What you need to do.
Look over the entries that follow. Report how many lines contain "better", with nothing else.

----

Issue #1380, opened 2026-05-06
Hash embedding mode should use lexical/BM25 search fallback


vanachterjacob:
## Problem
When `embedding_device=hash` / lexical fallback is configured, search can return low-signal vector hits instead of obvious lexical matches.

Observed query:

```text
mempalace reindex database hnsw embeddings
```

The MCP/vector path returned unrelated entries such as stopword/i18n files and NUL-byte-like documents, while SQLite FTS/BM25 found relevant HNSW/reindex rows immediately.

## Root Cause
Hash embeddings are a local lexical fallback, but the search path still treats them like dense semantic embeddings. That makes vector distance a weak ranking signal for some real queries. The SQLite FTS fallback also selected candidates without `ORDER BY rank`, so low-rowid partial matches could crowd out better candidates before BM25 reranking.

## Expected Behavior
When hash/lexical embedding mode is active, search should use the SQLite BM25 path intentionally. FTS candidate selection should retrieve relevant candidates first before local BM25 reranking.

## Proposed Fix
- Route MCP and CLI search to SQLite BM25 when `embedding_device=hash` or `lexical`
- Add `ORDER BY rank` to the SQLite FTS candidate query
- Preserve the existing vector path for normal ONNX/dense embedding mode
- Surface the fallback reason in structured search results

vanachterjacob:
Draft fix proposed in #1381: https://github.com/MemPalace/mempalace/pull/1381

jphein:
@vanachterjacob — adjacent prior art on the structural fallback piece, in case useful: [#1005](https://github.com/MemPalace/mempalace/pull/1005) (open, MERGEABLE, all 6 CI green) implements the *machinery* you're asking for in a more general shape, then leaves the trigger conservative. Specifically it adds:

- `_sqlite_fallback_and_scope` — ranks the sqlite candidate pool with the same Okapi-BM25 used in `_hybrid_rank` and tops up the hits list when the vector path underdelivers (sparse HNSW, filter-planner failure, async-flush drift).
- `available_in_scope` — sqlite-authoritative scope count via paginated `col.get(include=[], ...)`, so a query into a wing with N drawers can show that N even when vector returned 0.
- `warnings: [...]` in the response shape — exactly the "surface the fallback reason in structured search results" you're asking for. Each fallback emits a structured warning describing what triggered (vector_underdelivered, available > vector_hit_count, filter-planner failure).
[...]

PR #1751, opened 2026-06-10
fix(searcher): route hash/lexical embedding mode to SQLite BM25 (#1380)

rodboev:
## Summary

When `embedding_device=hash` or `embedding_device=lexical` is configured, `search_memories` was querying the HNSW index with a hash-derived (non-semantic) vector, returning low-signal hits — stopword files, NUL-byte documents — while SQLite FTS/BM25 immediately surfaced relevant results for the same query. The SQLite BM25 path (`_bm25_only_via_sqlite`) already existed for the HNSW-diverged case (#1222); hash/lexical mode just wasn't routing to it.

Two changes: (1) detect `embedding_device in {"hash", "lexical"}` in `search_memories` and route to `_bm25_only_via_sqlite` with `fallback_reason="embedding_device=<device>"`, and (2) add `ORDER BY rank` to the FTS5 candidate SELECT so better BM25 candidates reach the local reranker first instead of low-rowid partial matches crowding them out.

## Fix

Added `_is_lexical_device()` helper at `searcher.py:44` and a routing block in `search_memories` after strategy validation that reads `MempalaceConfig().embedding_device`, calls `_bm25_only_via_sqlite`, and sets the structured `fallback_reason` key. The hash/lexical check only runs when `vector_disabled` is not already set, so the existing HNSW-diverged code path is unchanged.

Added `ORDER BY embedding_fulltext_search.rank` to the FTS5 candidate SELECT at `searcher.py:514`, which uses the built-in FTS5 `rank` column (BM25-style relevance) to pre-sort candidates before the Python Okapi-BM25 reranker.

## Test plan
- [x] `python -m pytest tests/test_searcher.py -v` — 39 passed (11 new)
- [x] `ruff check .` — clean
- [x] `ruff format --check .` — clean

### DIFF
--- a/mempalace/searcher.py
+++ b/mempalace/searcher.py
@@ -43,6 +43,18 @@ class SearchError(Exception):
 
 _TOKEN_RE = re.compile(r"\w{2,}", re.UNICODE)
 
+_LEXICAL_DEVICES = frozenset({"hash", "lexical"})
+
+
+def _is_lexical_device(device: str) -> bool:
+    """Return True when the configured embedding device is hash/lexical mode.
+
+    Hash and lexical devices produce non-semantic vectors; routing to the
+    HNSW index with those vectors returns meaningless hits. Use SQLite
+    BM25 instead.
+    """
+    return (device or "").strip().lower() in _LEXICAL_DEVICES
+
 
 def _first_or_empty(results, key: str) -> list:
     """Return the first inner list of a query result field, or [].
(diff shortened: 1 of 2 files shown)


mvalentsev:
`embedding_device=hash` does not exist on develop: it is not in `_PROVIDER_MAP`, so `_resolve_providers` logs an unknown-device warning and returns the CPU provider (`embedding.py:86`), which means real embeddings and working vector search. The device only exists inside draft PR #1381, where vanachterjacob (also the reporter of #1380) implemented it five weeks ago together with the BM25 routing for both the MCP and CLI paths, the `ORDER BY rank` change, and the `fallback_reason` plumbing. This PR reimplements part of that, without the device itself, and does not mention it.

Net effect on develop: a user with `embedding_device: hash` in config.json gets working vector search today (cpu fallback), and with this PR the same config silently downgrades the MCP search path to BM25-only. The `ORDER BY rank` line is the one piece that does something useful here, and it is already in #1381.

rodboev:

----

Exercise output.
2